L'église Saint-Jean Baptiste de Chaumont en Vexin (XVIème siècle) Il est un peu plus de 19 H, 45 km restent à parcourir, la clarté du jour diminue et les éclairages sont indispensables afin d’être vus des automobilistes. Le final jusqu’à Cergy nous le connaissons les yeux fermés, alors nous augmentons la cadence. La forme est là, la montée d’Hénonville devant son château nous nargue mais nous anticipons avec un développement adéquat. Les kilomètres défilent, nous passons par Grisy-les-Plâtres, Boissy-l’Aillerie et voici enfin venue l’ultime difficulté, la côte de Puiseux-Pontoise que nous savourons puisque c’est la dernière. Quel plaisir enfin d’arriver à la MJC de Cergy alors qu’il n’est pas encore 21 H ! Nous recevons un bel accueil de Lionel, Dominique, Catherine et Grégory qui s’empressent de nous féliciter. Je suis euphorique, ravi d’être parvenu au terme de cette épreuve sans être éreinté.Alain et moi arrivant à la MJC de Cergy  Avant tout, je remercie très sincèrement Alain, mon pilote, m’ayant permis de valider en 17 H le premier BRM 300 km. Je lui offre la médaille de cette épreuve, ô combien méritée puisqu’il a relevé avec panache son défi et battu son record de distance. En effet, à la fin, nous avions 314 km au compteur du tandem avec une dénivelée de 1800 m. Par ailleurs, Il m’a aussi décrit les différents paysages rencontrés entre cultures et bocages  ainsi que les villages traversés. En revanche, sans signalement nécessaire, je sentais l’odeur entêtante des immenses champs de colza tout au long de l’itinéraire. Alain et moi à l'arrivée à Cergy

Il y eut une belle cohésion au sein de notre groupe, Jean-Pierre et Jacques nous ont attendus dans les montées et la navigation fut facilitée grâce à leurs GPS, un grand merci à eux.

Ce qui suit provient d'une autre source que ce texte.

PR #826, opened 2020-09-26
feat: careers, programs and internships page made dynamic

Tanuj22:
**Description**

This PR fixes #

**Notes for Reviewers**


Nikhil-Ladha:
We have more programs that needs to be added, right?
Also, the Full time opportunities section is missing only the header is there.

Tanuj22:
> We have more programs that needs to be added, right?
> Also, the Full time opportunities section is missing only the header is there.

Yes. For both of them individual issues can be created.

Nikhil-Ladha:
Means, the data has not been migrated yet?

Tanuj22:
Yeah

Tanuj22:
Can you give an example of the text color where is not correct?

Nikhil-Ladha:
> Can you give an example of the text color where is not correct?

In the programs page, the text should be black, but in some places its still gray.

Nikhil-Ladha:
Actually, not only there many places the text is gray, but it should be black, right? Like the Digital Marketing Internship page.

Tanuj22:
Yes, it should be black. There might be some global style messing this up. Checking now

> Actually, not only there many places the text is gray, but it should be black, right? Like the Digital Marketing Internship page.

Nikhil-Ladha:
It should be `Home > Careers`
Screenshot_20200929-203915__01

This part can be removed for this page and other consequent pages.
Screenshot_20200929-203857__01__01

Tanuj22:
@Nikhil-Ladha Please take a look

Nikhil-Ladha (approved):
Looks good ✅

Ne dit-on pas que les seules limites qui existent sont celles que l’on s’impose ? J’ai donc l’envie de me lancer d’autres défis, d’aller plus loin et pourquoi pas le BRM 400 km qui sera organisé par mon club en 2017.

21 réflexions sur « Un tandem, du cœur, de la motivation et 314 km au compteur »

  1. J’étais certain que Joseph allait nous faire un beau compte rendu de ce BRM de 300 km. Je l’attendais avec impatience pour connaître leurs impressions et le déroulement du parcours.
    En te lisant on vit vraiment cette chevauchée d’un jour, les douleurs éventuelles en moins.
    Je vous admire et vous félicite tous les quatre, avec une mention spéciale à nos deux novices de cette distance.
    Lorsque la motivation et la préparation sont effectives, tu as raison Joseph on peut se surprendre soi même et pourquoi pas envisager d’autres limites.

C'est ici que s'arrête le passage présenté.